The newspaper has demonstrated it is capable of being no less critical of the new dispensation than the old, without deviating from its former humanist philosophy. The paper is now particularly well known for its investigative reporting, particularly into corruption.
The paper has also found international credibility, winning the British IPD 'Best International Newspaper Award' in 1995, and the Missouri 'Medal for Distinguished Journalism' in 1996.
In 2002 the Guardian reduced its shareholding to 10%, selling a majority share in the newspaper of 87,5% to Newtrust Company Botswana Limited, owned by Zimbabwean publisher and entrepreneur Trevor Ncube. Ncube, who relocated to South Africa, also took over as CEO of the company. Read more about this.
August 1991: Fallout from the Inkathagate scandal broken by the Weekly Mail -- the paper calls police minister Adriaan Vlok a liar.
What made it different? The Mail&Guardian has not become rich. There are no graphs to demonstrate that from day one circulation rocketed skywards. There are no trophies glittering in glass cases because we defied cabinet ministers like Adriaan Vlok, Magnus Malan, Stoffel Botha and their ilk, or because the paper was closed down. So what was it that made this newspaper ... a little different?

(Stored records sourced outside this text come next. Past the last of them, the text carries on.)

PR #6253, opened 2018-02-26
Selecting only a specified class for backprop using SoftmaxWithLoss

SOLARleisu:
1. Add an new variable for softmax_loss_layer to allow the user to give
different weight to different class ( or label).
  loss_param {
      only_care_label: 0
  }
2. Tested with examples/mnist/train_lenet.sh for both GPU
mode and CPU mode.
3. Use examples/mnist/lenet_train_test.prototxt as an example for
only_care_label.
4. Note: ignore_label gets the priority if only_care_label and
ignore_label were in conflict.

5. Update the .gitignore for some vim-plugin files.

### DIFF
--- a/.gitignore
+++ b/.gitignore
@@ -97,3 +97,12 @@ LOCK
 LOG*
 CURRENT
 MANIFEST-*
+
+#leisu
+cscope.files
+cscope.in.out
+cscope.out
+cscope.po.out
+filenametags
+tags
+
--- a/include/caffe/layers/softmax_loss_layer.hpp
+++ b/include/caffe/layers/softmax_loss_layer.hpp
@@ -119,6 +119,10 @@ class SoftmaxWithLossLayer : public LossLayer<Dtype> {
   bool has_ignore_label_;
   /// The label indicating that an instance should be ignored.
   int ignore_label_;
+  /// Whether to only care about an instance with certain label.
+  bool has_only_care_label;
+  /// The only label we care about in this loss-layer.
+  int only_care_label;
   /// How to normalize the output loss.
   LossParameter_NormalizationMode normalization_;
 
--- a/src/caffe/proto/caffe.proto
+++ b/src/caffe/proto/caffe.proto
@@ -448,6 +448,7 @@ message TransformationParameter {
 message LossParameter {
   // If specified, ignore instances with the given label.
   optional int32 ignore_label = 1;
+  optional int32 only_care_label = 4;
   // How to normalize the loss for loss layers that aggregate across batches,
   // spatial dimensions, or other dimensions.  Currently only implemented in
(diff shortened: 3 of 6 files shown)


.gitignore
```diff
@@ -97,3 +97,12 @@ LOCK
...
 MANIFEST-*
+
+#leisu
+cscope.files
+cscope.in.out
+cscope.out
+cscope.po.out
+filenametags
+tags
+
```
Noiredd: Please do not change the GIT settings unless your PR is strictly about that.

include/caffe/layers/softmax_loss_layer.hpp
```diff
@@ -119,6 +119,10 @@ class SoftmaxWithLossLayer : public LossLayer<Dtype> {
   bool has_ignore_label_;
   /// The label indicating that an instance should be ignored.
   int ignore_label_;
+  /// Whether to only care about an instance with certain label.
+  bool has_only_care_label;
+  /// The only label we care about in this loss-layer.
+  int only_care_label;
```
Noiredd: Class member variables should end with an underscore. Side note: why doesn't `lint` detect this?

Also, if I may suggest, a better name for this field would be `select_label`, or `specify_label` - to make it extra clear that this means: _select just these instances for the loss calculation_. Or maybe someone has a better idea?

src/caffe/proto/caffe.proto
```diff
@@ -448,6 +448,7 @@ message TransformationParameter {
 message LossParameter {
   // If specified, ignore instances with the given label.
   optional int32 ignore_label = 1;
+  optional int32 only_care_label = 4;
```
Noiredd: Same as above: let's consider `select_label` or `specify_label` instead. Also, a word of a comment above would be nice.

SOLARleisu: Thank you very much for your advice. I will modify them.
I am sorry for being late.

include/caffe/layers/softmax_loss_layer.hpp
SOLARleisu: thank you for you side note.

SOLARleisu:
I will make a new request name as "Selecting only a specified class for backprop using SoftmaxWithLoss #6253"

src/caffe/proto/caffe.proto
SOLARleisu: I will make a new request name as "Selecting only a specified class for backprop using SoftmaxWithLoss #6253"

include/caffe/layers/softmax_loss_layer.hpp
SOLARleisu: Thank you for you advice. I will make a new request named "Enhance SoftmaxWithLoss by adding select_label. #6324".
Please review the new one.

Issue #6268, opened 2018-03-01
ClipGradients cause  CUBLAS_STATUS_MAPPING_ERROR


twmht:
I am trying to do a language model with LSTM.

the network architecture is from https://github.com/jeffdonahue/caffe/blob/recurrent/examples/coco_caption/lstm_language_model.prototxt

the solver is from https://github.com/jeffdonahue/caffe/blob/recurrent/examples/coco_caption/lstm_lm_solver.prototxt

However,  the errors happened when calling ClipGradients()

```
F0301 23:34:49.134544 15611 math_functions.cu:130] Check failed: status == CUBLAS_STATUS_SUCCESS (11 vs. 0)  CUBLAS_STATUS_MAPPING_ERROR
*** Check failure stack trace: ***
    @     0x7ff6d6b055cd  google::LogMessage::Fail()
    @     0x7ff6d6b07433  google::LogMessage::SendToLog()
    @     0x7ff6d6b0515b  google::LogMessage::Flush()
    @     0x7ff6d6b07e1e  google::LogMessageFatal::~LogMessageFatal()
    @     0x7ff6d75a71da  caffe::caffe_gpu_dot<>()
    @     0x7ff6d73dfffe  caffe::Blob<>::sumsq_diff()
    @     0x7ff6d7343c3a  caffe::SGDSolver<>::ClipGradients()
    @     0x7ff6d73499ec  caffe::SGDSolver<>::ApplyUpdate()
    @     0x7ff6d75926c6  caffe::Solver<>::Step()
    @     0x7ff6d75934e3  caffe::Solver<>::Solve()
    @           0x40d2c5  train()
    @           0x40810d  main
    @     0x7ff6d507e830  __libc_start_main
    @           0x408f69  _start
    @              (nil)  (unknown)

```

Any idea?

Noiredd:
CUDA/cuDNN/driver version, hardware, OS?

twmht:
Sorry for missing that, Here is the software/hardware info

cuda: 8.0
cudnn: 6.0
os: ubuntu 16.04

Noiredd:
Does your build pass the tests? What is the output of `make runtest`?

Noiredd:
Well, I've had a similar mapping error when trying to run a net with cuDNN backend on a card that didn't support it. But it [looks like](https://developer.nvidia.com/cuda-gpus) the 970M should be able to run it. Did you compile with `USE_CUDNN := 1`?

[...]

PR #6277, opened 2018-03-06
check embed index in debug mode

twmht:
checking embed index should be enabled in non-debug mode.

### DIFF
--- a/src/caffe/layers/embed_layer.cu
+++ b/src/caffe/layers/embed_layer.cu
@@ -15,6 +15,11 @@ __global__ void EmbedForward(const int nthreads, const Dtype* bottom_data,
     const int n = top_index / N;
     const int d = top_index % N;
     const int index = static_cast<int>(bottom_data[n]);
+    #ifdef DEBUG
+        assert(index >= 0);
+        assert(index < K);
+        assert(static_cast<Dtype>(index) == bottom_data[n]);
+    #endif
     const int weight_index = index * N + d;
     top_data[top_index] = weight[weight_index];
   }


Noiredd:
I will copy your findings from the issue #6268 to start the conversation:

> when input contains a negative padding value, the kernel function in the embed layer may have undefined behavior.
it's hard to debug, since embed layer in gpu mode does not check the valid values for input. However, it does not fail on the embed layer but on other part of cuda code (like cudaCheckEvent in the Timer).
in cpu mode, it only checks the valid values in debug mode.

However, my opinion is that this is what the debug mode is for. By default (in release) we focus on performance and do not make any checks during propagation. In case of problems the scenario is to fallback to the debug mode and check what's going on - so in a way, this PR breaks this workflow.

twmht:
@Noiredd 

I see.

twmht:
@Noiredd 

But why not add DCHECK utility in kernel function of Embed layer?

If I fall back to Debug Mode, it's still hard to debug. Since it would not fail on embed layer but on the other part of cuda API.

Noiredd:
Debugging or safeguarding GPU code is not straightforward: kernels (GPU functions) cannot execute host (CPU) code, so any DCHECK placed there will fail the compilation. In situations like this, I think one is supposed to not only fall back to debug but also CPU mode.  
Perhaps a check could be added behind `#ifdef DEBUG`, for example by running a special debug kernel before the actual `EmbedForward` kernel?

I think this PR should be open, if only to discuss potential solutions (and hear other's opinions).

twmht:
@Noiredd 

Adding `#ifdef DEBUG` is a good idea.

I may update this PR in a few days.

thanks.

twmht:
@Noiredd 

I have updated this PR, and it works in debug mode.

If I have negative index or other unaccepted index, then the outputs can correctly tell me what is wrong, this is the same behavior when running in cpu mode.

Here is the output

```
src/caffe/layers/embed_layer.cu:19: void caffe::EmbedForward(int, const Dtype *, const Dtype *, int, int, int, Dtype *) [with Dtype = float]: block: [1765,0,0], thread: [251,0,0] Assertion `index >= 0` failed.
src/caffe/layers/embed_layer.cu:19: void caffe::EmbedForward(int, const Dtype *, const Dtype *, int, int, int, Dtype *) [with Dtype = float]: block: [1765,0,0], thread: [252,0,0] Assertion `index >= 0` failed.
src/caffe/layers/embed_layer.cu:19: void caffe::EmbedForward(int, const Dtype *, const Dtype *, int, int, int, Dtype *) [with Dtype = float]: block: [1765,0,0], thread: [253,0,0] Assertion `index >= 0` failed.
src/caffe/layers/embed_layer.cu:19: void caffe::EmbedForward(int, const Dtype *, const Dtype *, int, int, int, Dtype *) [with Dtype = float]: block: [1765,0,0], thread: [254,0,0] Assertion `index >= 0` failed.
src/caffe/layers/embed_layer.cu:19: void caffe::EmbedForward(int, const Dtype *, const Dtype *, int, int, int, Dtype *) [with Dtype = float]: block: [1765,0,0], thread: [255,0,0] Assertion `index >= 0` failed.
F0323 22:00:47.647169 14711 syncedmem.hpp:39] Check failed: error == cudaSuccess (59 vs. 0)  device-side assert triggered
    @     0x7f79ce3045cd  google::LogMessage::Fail()
    @     0x7f79ce306433  google::LogMessage::SendToLog()
    @     0x7f79ce30415b  google::LogMessage::Flush()
    @     0x7f79ce306e1e  google::LogMessageFatal::~LogMessageFatal()
    @     0x7f79cebc6c24  caffe::CaffeFreeHost()
    @     0x7f79cebc5da0  caffe::SyncedMemory::~SyncedMemory()
    @     0x7f79ceadf609  boost::checked_delete<>()
    @     0x7f79ceadf9f4  boost::detail::sp_counted_impl_p<>::dispose()
    @           0x41ff4a  boost::detail::sp_counted_base::release()
    @           0x41ffdd  boost::detail::shared_count::~shared_count()
    @     0x7f79ceaddd5e  boost::shared_ptr<>::~shared_ptr()
    @     0x7f79ceade262  boost::shared_ptr<>::operator=()
    @     0x7f79cead1dc6  caffe::Blob<>::ShareData()
    @     0x7f79cec2f82a  caffe::Net<>::ShareWeights()
    @     0x7f79cec6e413  caffe::RecurrentLayer<>::Forward_gpu()
    @           0x422606  caffe::Layer<>::Forward()
    @     0x7f79cec2ebfb  caffe::Net<>::ForwardFromTo()
    @     0x7f79cec2e863  caffe::Net<>::Forward()
    @     0x7f79cec21332  caffe::Solver<>::Test()
    @     0x7f79cec2103e  caffe::Solver<>::TestAll()
    @     0x7f79cec1f916  caffe::Solver<>::Step()
    @     0x7f79cec1f407  caffe::Solver<>::Solve()
    @           0x41cba9  train()
    @           0x41ef31  main
    @     0x7f79cca9a830  __libc_start_main
    @           0x41b4b9  _start

```

Noiredd:
This is a reasonable solution -- thank you @twmht

PR #6278, opened 2018-03-06
1D blob handling in MSRA/Xavier fillers + new filler tests

### LINKED ISSUE #6275: XavierFilller and MSRAFiller fail to fill a bias blob
### Issue summary
XavierFilller and MSRAFiller doesn't work in current master, the error info as below:
```
I0305 17:03:08.437372  6693 net.cpp:88] Creating Layer conv1
I0305 17:03:08.437381  6693 net.cpp:410] conv1 <- data
I0305 17:03:08.437389  6693 net.cpp:384] conv1 -> conv1
F0305 17:03:08.437960  6693 blob.hpp:122] Check failed: axis_index < num_axes() (1 vs. 1) axis 1 out of range for 1-D Blob with shape 64 (64)
```

### Steps to reproduce
run a caffe prototxt with Convolution, which para filler use Xavier or MSRA.
I ran a Resnet50 prototxt. Part as follow:
```
layer {
	bottom: "data"
	top: "conv1"
	name: "conv1"
	type: "Convolution"
	convolution_param {
		num_output: 64
		kernel_size: 7
		pad: 3
		stride: 2
                weight_filler {
                  type: "msra"
                }
                bias_filler {
                  type: "msra"
                }
	}
}
```

Noiredd:
#6240 changed fillers to use `Blob::shape` instead of legacy accessors. However, the legacy functions returned 1 when the requested dimension didn't exist (e.g. `Blob::width` on a 1D blob). Unfortunately, some fillers (Xavier, MSRA) relied on this fact when computing `fan_out`. Since `shape` will fail a `CHECK` when a dimension is exceeded, issue #6275 happened (attempt to fill a bias blob with MSRA will cause an error).  
This PR adds the necessary checks to the filler code - now a filler will check whether a specified dimension can be requested before calling `shape`.

We could also consider upgrading tests for fillers - currently they are only ran on 4D blobs. Tests for other dimensions might, IMHO, skip the mathematical correctness checks and just make sure we can fill other things (perhaps with a `LOG` on Xavier and MSRA that they were designed for 4D blobs).

Fixes #6275

### DIFF
--- a/include/caffe/filler.hpp
+++ b/include/caffe/filler.hpp
@@ -148,8 +148,10 @@ class XavierFiller : public Filler<Dtype> {
   virtual void Fill(Blob<Dtype>* blob) {
     CHECK(blob->count());
     int fan_in = blob->count() / blob->shape(0);
-    // Compatible for ND Convolution
-    int fan_out = blob->count() / blob->shape(1);
+    // Compatibility with ND blobs
+    int fan_out = blob->num_axes() > 1 ?
+                  blob->count() / blob->shape(1) :
+                  blob->count();
     Dtype n = fan_in;  // default to fan_in
     if (this->filler_param_.variance_norm() ==
         FillerParameter_VarianceNorm_AVERAGE) {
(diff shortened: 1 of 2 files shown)


Noiredd:
I refactored the filler tests - now we can run them on different shapes of blobs more easily. The test suite has been expanded to make use of that, so we now check 1D as well as ND blobs. Those new tests would fail on an issue like #6275.

PR #6282, opened 2018-03-07
PoolingLayer customizable output shape rounding mode

### LINKED ISSUE #1318: Should pooling regions be identical to convolution regions?

Noiredd:
Resurrection of #3057 which allowed the user to choose how is the pooling output shape calculated, as there is confusion between how does the PoolingLayer do it and how does ConvolutionLayer (see @jeffdonahue's [note](https://github.com/BVLC/caffe/pull/473#issuecomment-45386156) on this).

This implementation incorporates @seanbell's [idea](https://github.com/BVLC/caffe/pull/3057#issuecomment-139284546) to have the rounding mode as an enum.

Fixes #1318
Closes #3057

### DIFF
--- a/include/caffe/layers/pooling_layer.hpp
+++ b/include/caffe/layers/pooling_layer.hpp
@@ -51,6 +51,7 @@ class PoolingLayer : public Layer<Dtype> {
   int height_, width_;
   int pooled_height_, pooled_width_;
   bool global_pooling_;
+  PoolingParameter_RoundMode round_mode_;
   Blob<Dtype> rand_idx_;
   Blob<int> max_idx_;
 };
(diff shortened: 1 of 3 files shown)


shaibagon:
@Noiredd thank you for resurrecting #3057, what keeps you from merging this PR?

wuz93308:
+1 for merging this!

Noiredd:
Sorry for a long delay, I've been tied up with work. I'll try to catch up with PRs and issues in the following days.

PR #6303, opened 2018-03-20
[AVE POOL ISSUE] New thread of #6296, Add an optional switch to support dynamic pool_size in AVE pooling

oscarriddle:
Because the commits on old thread #6296 got messed up, I try to create this new thread based on a clean branch. If @Noiredd could help close that thread, it will be very helpful.

1) In this fix, I add an optional boolean switch named "dynamic_ave_pool_size" in the caffe.proto, and default=false. 
2) Then pass the handle of layer_param_.pooling_param() into Forward_cpu() and Backward_cpu() functions in pooling_layer.cpp, and the AvePoolForward() function in pooling_layer.cu (The AvePoolBackward() seems correct already).
3) If the dynamic_ave_pool_size==true, the variable "pool_size" would be updated immediately after the 4 coordinates been updated. 

I just tested the Forward_cpu() version, it seems good. I will test the GPU forward version later on, but need some help on the Backward_cpu().

I'm not quite familiar with travis, I will try to learn the scripts of travis under the repo and try to use it on my own travis account later.

Thanks,
Xiaolun Cao

### DIFF
--- a/src/caffe/layers/pooling_layer.cpp
+++ b/src/caffe/layers/pooling_layer.cpp
@@ -127,6 +127,7 @@ void PoolingLayer<Dtype>::Reshape(const vector<Blob<Dtype>*>& bottom,
 template <typename Dtype>
 void PoolingLayer<Dtype>::Forward_cpu(const vector<Blob<Dtype>*>& bottom,
       const vector<Blob<Dtype>*>& top) {
+  PoolingParameter pool_param = this->layer_param_.pooling_param();
   const Dtype* bottom_data = bottom[0]->cpu_data();
   Dtype* top_data = top[0]->mutable_cpu_data();
   const int top_count = top[0]->count();
@@ -203,6 +204,9 @@ void PoolingLayer<Dtype>::Forward_cpu(const vector<Blob<Dtype>*>& bottom,
             wstart = max(wstart, 0);
             hend = min(hend, height_);
             wend = min(wend, width_);
+	    if(pool_param.dynamic_ave_pool_size()==true) {
+	      pool_size = (hend - hstart) * (wend - wstart);
+	    }
             for (int h = hstart; h < hend; ++h) {
               for (int w = wstart; w < wend; ++w) {
                 top_data[ph * pooled_width_ + pw] +=
@@ -229,6 +233,7 @@ void PoolingLayer<Dtype>::Forward_cpu(const vector<Blob<Dtype>*>& bottom,
 template <typename Dtype>
 void PoolingLayer<Dtype>::Backward_cpu(const vector<Blob<Dtype>*>& top,
       const vector<bool>& propagate_down, const vector<Blob<Dtype>*>& bottom) {
+  PoolingParameter pool_param = this->layer_param_.pooling_param();
   if (!propagate_down[0]) {
     return;
   }
@@ -284,6 +289,9 @@ void PoolingLayer<Dtype>::Backward_cpu(const vector<Blob<Dtype>*>& top,
             wstart = max(wstart, 0);
             hend = min(hend, height_);
             wend = min(wend, width_);
+	    if(pool_param.dynamic_ave_pool_size()==true) {
+	      pool_size = (hend - hstart) * (wend - wstart);
+	    }
             for (int h = hstart; h < hend; ++h) {
               for (int w = wstart; w < wend; ++w) {
                 bottom_diff[h * width_ + w] +=
--- a/src/caffe/layers/pooling_layer.cu
+++ b/src/caffe/layers/pooling_layer.cu
@@ -53,6 +53,7 @@ __global__ void AvePoolForward(const int nthreads,
     const int pooled_width, const int kernel_h, const int kernel_w,
     const int stride_h, const int stride_w, const int pad_h, const int pad_w,
     Dtype* const top_data) {
+    PoolingParameter pool_param = this->layer_param_.pooling_param();
   CUDA_KERNEL_LOOP(index, nthreads) {
     const int pw = index % pooled_width;
     const int ph = (index / pooled_width) % pooled_height;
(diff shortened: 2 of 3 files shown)


src/caffe/layers/pooling_layer.cpp
```diff
@@ -127,6 +127,7 @@ void PoolingLayer<Dtype>::Reshape(const vector<Blob<Dtype>*>& bottom,
 template <typename Dtype>
 void PoolingLayer<Dtype>::Forward_cpu(const vector<Blob<Dtype>*>& bottom,
       const vector<Blob<Dtype>*>& top) {
+  PoolingParameter pool_param = this->layer_param_.pooling_param();
```
Noiredd: How about, instead of reading the param every time, just add a class member variable to hold the value of the flag, and just set it once during `LayerSetUp`?

src/caffe/layers/pooling_layer.cpp
```diff
@@ -203,6 +204,9 @@ void PoolingLayer<Dtype>::Forward_cpu(const vector<Blob<Dtype>*>& bottom,
             wstart = max(wstart, 0);
             hend = min(hend, height_);
             wend = min(wend, width_);
+            if (pool_param.dynamic_ave_pool_size() == true) {
```
Noiredd: `if (pool_param.dynamic_ave_pool_size())` will suffice. And if you decide to follow my advice from the comment above, it will get even simpler (`if (member_var_)`).

src/caffe/layers/pooling_layer.cu
```diff
@@ -62,11 +62,14 @@ __global__ void AvePoolForward(const int nthreads,
     int wstart = pw * stride_w - pad_w;
     int hend = min(hstart + kernel_h, height + pad_h);
     int wend = min(wstart + kernel_w, width + pad_w);
-    const int pool_size = (hend - hstart) * (wend - wstart);
+    int pool_size = (hend - hstart) * (wend - wstart);
     hstart = max(hstart, 0);
     wstart = max(wstart, 0);
     hend = min(hend, height);
     wend = min(wend, width);
+    if (dynamic_ave_pool_size == true) {
```
Noiredd: Like above: `if (dynamic_ave_pool_size)` would be cleaner.

src/caffe/proto/caffe.proto
```diff
@@ -935,6 +935,10 @@ message PoolingParameter {
   // If global_pooling then it will pool over the size of the bottom by doing
   // kernel_h = bottom->height and kernel_w = bottom->width
   optional bool global_pooling = 12 [default = false];
+  // If dynamic_ave_pool_size is set to true, every iteration of AVE pooling will only
+  // concerns valid elements: (sum of elements within kernel)/(valid elements num)
+  // Otherwise, invalid padded elements will always be counted in the denominator
+  optional bool dynamic_ave_pool_size = 13 [default = false];
```
Noiredd: My last comment and the most opinion-based: is this the best name for this flag? How about `valid_ave_pooling`?  
Also, while it's good that you've explained what this does, I think that the comment should make it more clear that _valid pooling_ ignores the padding elements in the calculation.

oscarriddle:
Hi Noiredd, 

Thanks for help reviewing my fix. Now the code has been updated accordingly. 
However, I'm not quite sure about why the version 1fddd65 can pass the travis CI, but after I modified several comment lines, and new version 14f04c9 and ad291f5 become failed. I'm still trying to address the issue.
The new fix is test passed under my project. I think I can help write a caffe test for this if you think that would be much better.

Thanks,
Xiaolun Cao

oscarriddle:
`E: Failed to fetch http://dl.bintray.com/apache/cassandra/dists/39x/main/binary-amd64/Packages  502  Bad Gateway [IP: 52.10.151.113 80]
E: Failed to fetch http://dl.bintray.com/apache/cassandra/dists/39x/main/binary-i386/Packages  502  Bad Gateway [IP: 52.10.151.113 80]
E: Some index files failed to download. They have been ignored, or old ones used instead.`

Seems something happened to Travis CI server, perhaps I need to try again later.

Noiredd:
Thanks for the fixes. One other thing: now that you use a member variable, we don't need to declare `PoolingParameter pool_param` in forward/backward methods.

As I said, this passes tests because it is actually never tested - every time any test case instantiates a Pooling Layer, it does so with its default setting, which is without `valid_ave_pooling`. For this reason this needs an explicit test for this particular functionality.

Those random Travis errors are obviously not related to the code, so let's not worry about them for now. If need be, I will restart the tests.

oscarriddle:
The param declaration within Forward/Backward are removed now, and new ver. passed the travis.

Yes, I suggest this needs specific tests, and I'm looking into the existed tests and learning to create one. Besides, I think this feature shall be both tested under the CPU and GPU backend.

Thanks,

oscarriddle:
I created an explicit test named "TestForwardAveValid", it will turn on the member variable valid_ave_pooling and compare the outputs. 

I noticed the comments in the cuDNN version tests, says cuDNN doesn't support padding. So I'm not quite sure about the test method in cuDNN version. 

If you would help take a review, it'll be much appreciated.

Thanks,

Noiredd:
>cuDNN doesn't support padding

Must be some old information, I'm quite sure we can use padded pooling with cuDNN.  
I think we should test the padded version too, as without it there is no difference between valid/invalid pooling.

Another thing is that the blob that you're using is quite trivial - filled with a constant value. Are you sure this will be a solid test?  
Also, what do you think about testing the backward pass on this as well?

oscarriddle:
Sorry, I was busy working on other projects afterwards.

The test blob that used in this test is imitating the existed average pool test, which is "TestForwardAve".

I'm not 100% sure about the meaning of gradient test that in test_pooling_layer.cpp, like "TestGradientAve" corresponds to "TestForwardAve". 

I think my previous code modification shall be safe enough, however add a gradient test would also be a good idea. Would you help check the actual mechanism and sufficiency of "TestGradientAve". 

Thanks,

PR #6306, opened 2018-03-20
add name scope and arg scope for netspec

twmht:
add name scope and arg scope like tensorflow slim (https://github.com/tensorflow/tensorflow/tree/master/tensorflow/contrib/slim).

tensorflow slim has defined `name_scope` and `arg_scope`, this can be done with a similar way in caffe.

and both `name_scope` and `arg_scope`  help organize the network when using netspec.

with `name_scope`, every layer name is renamed to `scope_name / layer_name`, you can have identical layer's names but with different scope names. you can also define the separator you want, for example,  [resent](https://github.com/KaimingHe/deep-residual-networks/blob/master/prototxt/ResNet-50-deploy.prototxt#L179) uses `_` as the separator. 

```python
with name_scope('conv3_1'):
# this layer name would be conv3_1/conv
    L.Convolution(bottom, name='conv', pad_h=3, pad_w=3, kernel_h=7, kernel_w=7, stride_h=2, stride_w=2, num_output=16, bias_term=False)

with name_scope('conv4_1'):
# this layer name would be conv4_1/conv
    L.Convolution(bottom, name='conv', pad_h=3, pad_w=3, kernel_h=7, kernel_w=7, stride_h=2, stride_w=2, num_output=16, bias_term=False)

with name_scope('conv5', sep='_'):
# this layer name would be conv5_conv
    L.Convolution(bottom, name='conv', pad_h=3, pad_w=3, kernel_h=7, kernel_w=7, stride_h=2, stride_w=2, num_output=16, bias_term=False)
```

with `arg_scope`, it helps a lot to define common configs for each layer within a scope.

for example, in batch normalization, we always need to define the learning rate for each parameter to zero.

```python
L.BatchNorm(bottom, param=[dict(lr_mult=0),dict(lr_mult=0),dict(lr_mult=0)], in_place=True)
```

it's annoying if you have to define many of these.

Instead, with the help from `arg_scope`, you have less code to define the layers.

```python
with arg_scope(['BatchNorm'], param=[dict(lr_mult=0),dict(lr_mult=0),dict(lr_mult=0)], in_place=True):
    with arg_scope(['Scale'], param=[dict(lr_mult=0.1, decay_mult=0), dict(lr_mult=0.1, decay_mult=0)], bias_term=True, in_place=True):
        with arg_scope(['Convolution'], param=[dict(lr_mult=0.1, decay_mult=0.1)]):
# arg_scope works like defalut configs
# you can override default configs if you want
    L.BatchNorm(bottom, name="bn", in_place=False)
```

### DIFF
--- a/python/caffe/__init__.py
+++ b/python/caffe/__init__.py
@@ -5,4 +5,4 @@ from .proto.caffe_pb2 import TRAIN, TEST
 from .classifier import Classifier
 from .detector import Detector
 from . import io
-from .net_spec import layers, params, NetSpec, to_proto
+from .net_spec import layers, params, NetSpec, to_proto, name_scope, arg_scope
--- a/python/caffe/net_spec.py
+++ b/python/caffe/net_spec.py
@@ -302,21 +302,14 @@ class arg_scope(object):
         for layer_type in layer_types:
             self.layer_fns.append(getattr(layers, layer_type))
         self.layer_types = layer_types
-        self.check_args(kwargs)
         self.args = kwargs
-        if 'param' in kwargs:
-            assert len(self.layer_fns) == 1
-
-    def check_args(self, kwargs):
-        for layer_type in self.layer_types:
-            for key, value in six.iteritems(kwargs):
-                if key in ('param', 'in_place'):
-                    continue
-                getattr(getattr(caffe_pb2, layer_type + 'Parameter')(), key)
+        self.old = {}
 
     def __enter__(self):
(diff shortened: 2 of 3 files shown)


naibaf7:
@Noiredd This certainly looks worth investigating.

twmht:
I am writing the test case for `name_scope` and `arg_scope`. And this would help review more quickly.

Noiredd:
Yes it does. I'll take a look soon.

It was the first national newspaper in decades to be launched by an independent company outside the huge corporations which dominate English-language newspapers ... and survive. In a frightened era when newspapers routinely vilified the African National Congress and its leaders as "terrorists", this was the first paper to put human faces to ANC leaders and to provide balanced accounts of their activities and policies. It was also the first to sympathetically discuss such "fringe" issues as environmentalism, gay liberation and gender.This was the first paper whose news selection was colour-blind. All South African newspapers of the 1980s were aimed at racially-defined markets, either black (Sowetan) or white (Business Day). Those newspapers which did reach black and white audiences (like The Star, or the Rand Daily Mail) provided separate "white" and "township" editions.
This was the first newspaper to cover the emerging indigenous culture that arose in the early non-racial bars in central Johannesburg like Jameson's, Kippies and the Black Sun; the fringe cabaret, and "cross-over" music.